I bought a one pound tube of braunschweiger (which is liverwurst as far as I’m concerned) from Aldi three days ago and It’s just about gone. I sincerely hope it wasn’t on some cold-cut-shit-list. I prefer the little packets of Jones Dairy Farm liverwurst in slices, but for $2.19, Aldi’s is
A few days ago, I was at my nearby Safeway and saw that the deli there had switched to Boar’s Head for its meats and cheeses (it had previously been Dietz and Watson). I did not expect that to happen given all of Boar’s Head’s recent bad publicity. It also made me wonder how many people are even aware of the story.
Incidentally, the New York Times ran an article (gift link) yesterday describing the very secretive family that owns Boars Head. The article begins with this anecdote to illustrate the extent of their secrecy.
In May 2022, the chief financial officer of Boar’s Head, the processed meat company, was asked a simple question under oath.
“Who is the C.E.O. of Boar’s Head?”
“I’m not sure,” he replied.
“Who do you believe to be the C.E.O. of Boar’s Head?” the lawyer persisted.
The executive, Steve Kourelakos, who had worked at the company for more than two decades and was being deposed in a lawsuit between owners, repeated his answer: “I’m not sure.”
BTW, the article and the reader comments suggest that the “premium” branding is just a front and that in reality everything was done as cheaply as possible.
If that is a Safeway corporate-wide decision it was the work of a year or more to plan, sign up, and implement. By the time BH had the liverwurst scare it was too late for Safeway to back out.
It was one meat- liverwurst- from one factory. Honestly, it was no big deal. This sort of stuff is very common.
10-million-pound meat recall affects hundreds of products at Walmart, Target, Publix and more..Routine testing found evidence of listeria monocytogenes on BrucePac ready-to-eat poultry, which can cause a listeriosis infection if consumed.
30 brands of products are effected- does this mean no one should eat any of those anymore?
If everyone decided to stop eating anything that was once recalled for a serious issue- you most likely couldnt eat anything at the grocery store. Vegetables are recalled for e-coli all the time.
Sure but you would expect that the identity of a corporation’s CEO is something that the same corporation’s CFO would know without needing to Google for the answer. I’ve heard that in some rare cases, the CFO and CEO actually meet each other once a year or so.

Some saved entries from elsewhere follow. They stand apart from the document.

PR #2576, opened 2020-07-11
Adds handlerDidError plugin callback

### LINKED ISSUE #2569: Add handlerDidError plugin callback
**Library Affected**:
*workbox-strategies*

`workbox-routing` currently provides "fallback" support via the `setCatchHandler()` method, which is [usually written](https://developers.google.com/web/tools/workbox/guides/advanced-recipes#provide_a_fallback_response_to_a_route) as a big `switch` statement with a bunch of different response strategies for different types of requests all bunched together.

In addition to this approach, which is implemented on the global-router level, it would be a good developer experience to expose `Strategy`-level fallback support, with a handler that gets triggered whenever the "main" handler for a `Strategy` results in a `WorkboxError`.

This new `setCatchHandler` method on the `Strategy` base class would also be associated with a new TypeScript callback signature, that matched the normal `handlerCallback` signature, but included an additional `error` property, in case the developer wants access to the underlying error. (The `workbox-routing` `setCatchHandler()` should also use this new callback signature, and pass the underlying error through there as well.)

You can approximate this now by creating your own `handlerCallback` with a `try`/`catch` block and a call to a `Strategy` inside of it, but that's more awkward than it needs to be. Code that's currently:

```js
const networkFirst = new NetworkFirst({...});

const handlerWithFallback = async (params) => {
  try {
    // Hopefully you remember the await here, or catch will never be triggered!
    return await networkFirst.handle(params);
  } catch (error) {
    return caches.match('/offline');
  }
};
```

Could be rewritten as:

```js
const networkFirst = new NetworkFirst({...});

networkFirst.setCatchHandler((params) => {
  // params.error has the underlying error, if needed.
  return caches.match('/offline');
});
```

I think it should be pretty clean to support this with the new `Strategy` base class that @philipwalton put in place for v6.

jeffposnick:
R: @philipwalton

Fixes #2569

The one thing I wasn't 100% sure about was what should happen when there are multiple `handlerDidError` plugins defined for a given `Strategy`. The implementation in this PR will run them one by one until a truthy response is returned, at which point that becomes the effective response and any additional callbacks are not run.

### DIFF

I’d totally forgotten until just now that when we moved into our condo over 40 years there was an independent butcher/sandwich shop a block away. They had great sandwiches. And the meat was Boar’s Head. It didn’t last more than a few more years after we moved in.
Did they start out as a small boutique-type meat company and devolved into this monstrous juggernaut?
I don’t like that they insist that no other meat purveyors be used by any store they sell their products in. I can remember when our local Ralph’s switched to Boar’s Head, and the hard sell at the deli counter was extreme.
They may insist on that but Ralphs sells cold cuts and cheeses by a dozen different companies, Oscar Meyer, etc and far more of either than Boars Head.
The NYT article says, “If stores wanted to offer high-end cold cuts from competitors like Thumann’s or Dietz & Watson behind the deli counter, they could no longer carry Boar’s Head.” So stores may still be able to sell middle market brands like Oscar Meyer.
I think the key difference is Oscar Meyer is prepacked 8 - 24oz packages of boloney or hotdogs or bacon or salami or whatever that’s not sold at the service deli counter.
What Boar’s head cares about is that their stuff, and only their stuff, is sold by the locally-cut slice off the loaf at the service deli and that sandwiches and other similar made-to-order stuff assembled there may only be assembled from BH products.
IOW, the grocer owns their pre-pack refrigerator cases filled with whatever from whoever, but BH controls their entire service deli.
If you don’t live in a part of the US where an extensive service deli is de riguer in a quality or even just mainstream grocery store you may have no idea what we’re even talking about.
Funny, but I kept looking at that sentence and re-spelling baloney a bunch of different ways because something looked off but I couldn’t pinpoint it. I never picked up on the Meyer / Mayer goof. Which of course spell-check was fine with. Thanks for the call-out and with a great cite to boot .
I was aiming for “baloney”, not “bologna” on purpose. To emphasize the low-brow kid-centric nature of pre-pack cold cuts vs the snooty “custom sliced for discerning connoisseurs only” tone of BH’s (BS IMO) market positioning.
I swear modern browser spellcheck is crowdsourcing their dictionary. IMO “baloney” is correct, but “boloney” is not. Spellcheck likes both equally. And no, “boloney” isn’t in my computer’s local / personal dictionary of learned words. Or at least not any one that’s accessible to me. Gah!